[PROBLEM DESCRIPTION]: Report all lines in the records that hold the string "unused".

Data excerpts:
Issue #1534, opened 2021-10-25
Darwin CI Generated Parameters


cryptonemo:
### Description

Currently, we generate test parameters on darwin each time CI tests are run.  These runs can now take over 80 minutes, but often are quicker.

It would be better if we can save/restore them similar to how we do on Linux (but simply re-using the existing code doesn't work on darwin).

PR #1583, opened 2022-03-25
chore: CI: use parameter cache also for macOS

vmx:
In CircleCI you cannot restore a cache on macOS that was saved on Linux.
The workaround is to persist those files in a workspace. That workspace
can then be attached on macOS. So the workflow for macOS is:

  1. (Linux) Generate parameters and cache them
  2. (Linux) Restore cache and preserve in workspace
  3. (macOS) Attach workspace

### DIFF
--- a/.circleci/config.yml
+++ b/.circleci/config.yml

==

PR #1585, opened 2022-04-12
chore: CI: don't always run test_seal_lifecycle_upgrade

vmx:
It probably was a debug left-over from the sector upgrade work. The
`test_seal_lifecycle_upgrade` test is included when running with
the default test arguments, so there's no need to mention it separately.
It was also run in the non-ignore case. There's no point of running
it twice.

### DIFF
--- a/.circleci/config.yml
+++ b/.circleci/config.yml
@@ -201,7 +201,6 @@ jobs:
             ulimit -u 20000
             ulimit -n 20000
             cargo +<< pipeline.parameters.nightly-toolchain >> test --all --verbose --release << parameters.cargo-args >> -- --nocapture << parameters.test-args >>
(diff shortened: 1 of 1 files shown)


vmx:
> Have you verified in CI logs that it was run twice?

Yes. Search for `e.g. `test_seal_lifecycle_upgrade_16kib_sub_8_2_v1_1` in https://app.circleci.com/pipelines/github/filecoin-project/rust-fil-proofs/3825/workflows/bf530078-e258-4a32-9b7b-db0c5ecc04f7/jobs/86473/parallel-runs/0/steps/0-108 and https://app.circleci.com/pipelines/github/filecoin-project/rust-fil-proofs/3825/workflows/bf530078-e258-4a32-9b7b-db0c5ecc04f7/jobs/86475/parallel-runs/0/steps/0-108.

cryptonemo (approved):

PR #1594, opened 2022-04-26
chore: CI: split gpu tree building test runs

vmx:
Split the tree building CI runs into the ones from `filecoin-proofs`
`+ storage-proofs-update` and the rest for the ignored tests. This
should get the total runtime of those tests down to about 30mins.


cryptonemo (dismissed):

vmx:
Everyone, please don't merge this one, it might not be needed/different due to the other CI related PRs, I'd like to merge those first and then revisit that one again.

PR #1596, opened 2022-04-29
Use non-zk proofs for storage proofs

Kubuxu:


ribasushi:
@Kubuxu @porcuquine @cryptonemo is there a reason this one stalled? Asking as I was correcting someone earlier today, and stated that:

...

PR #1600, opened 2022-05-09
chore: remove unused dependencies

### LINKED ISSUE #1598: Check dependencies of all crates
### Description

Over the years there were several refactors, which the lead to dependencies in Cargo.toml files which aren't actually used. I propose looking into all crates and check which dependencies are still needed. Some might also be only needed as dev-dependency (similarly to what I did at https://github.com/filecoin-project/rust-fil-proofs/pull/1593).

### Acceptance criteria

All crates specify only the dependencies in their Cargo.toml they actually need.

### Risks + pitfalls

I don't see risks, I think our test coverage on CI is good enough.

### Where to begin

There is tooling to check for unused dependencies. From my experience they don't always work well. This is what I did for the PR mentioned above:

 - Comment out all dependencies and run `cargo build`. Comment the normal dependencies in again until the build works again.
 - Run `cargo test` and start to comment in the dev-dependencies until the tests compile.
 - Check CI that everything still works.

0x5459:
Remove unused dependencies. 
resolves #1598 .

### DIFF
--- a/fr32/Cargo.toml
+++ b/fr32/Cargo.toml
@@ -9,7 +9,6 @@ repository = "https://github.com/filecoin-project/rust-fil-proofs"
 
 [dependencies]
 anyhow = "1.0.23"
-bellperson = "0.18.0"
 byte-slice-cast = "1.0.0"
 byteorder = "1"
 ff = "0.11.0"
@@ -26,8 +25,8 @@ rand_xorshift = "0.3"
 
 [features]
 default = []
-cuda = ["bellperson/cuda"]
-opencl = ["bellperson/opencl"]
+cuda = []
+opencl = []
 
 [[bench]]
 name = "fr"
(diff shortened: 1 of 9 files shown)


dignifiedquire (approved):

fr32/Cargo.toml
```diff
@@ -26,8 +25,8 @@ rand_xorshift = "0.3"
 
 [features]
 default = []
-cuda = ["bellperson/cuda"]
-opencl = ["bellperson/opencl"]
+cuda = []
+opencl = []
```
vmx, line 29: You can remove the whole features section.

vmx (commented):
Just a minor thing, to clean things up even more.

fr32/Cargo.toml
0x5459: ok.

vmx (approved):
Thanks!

[RESULT]:
chore: remove unused dependencies
There is tooling to check for unused dependencies. From my experience they don't always work well. This is what I did for the PR mentioned above:
Remove unused dependencies. 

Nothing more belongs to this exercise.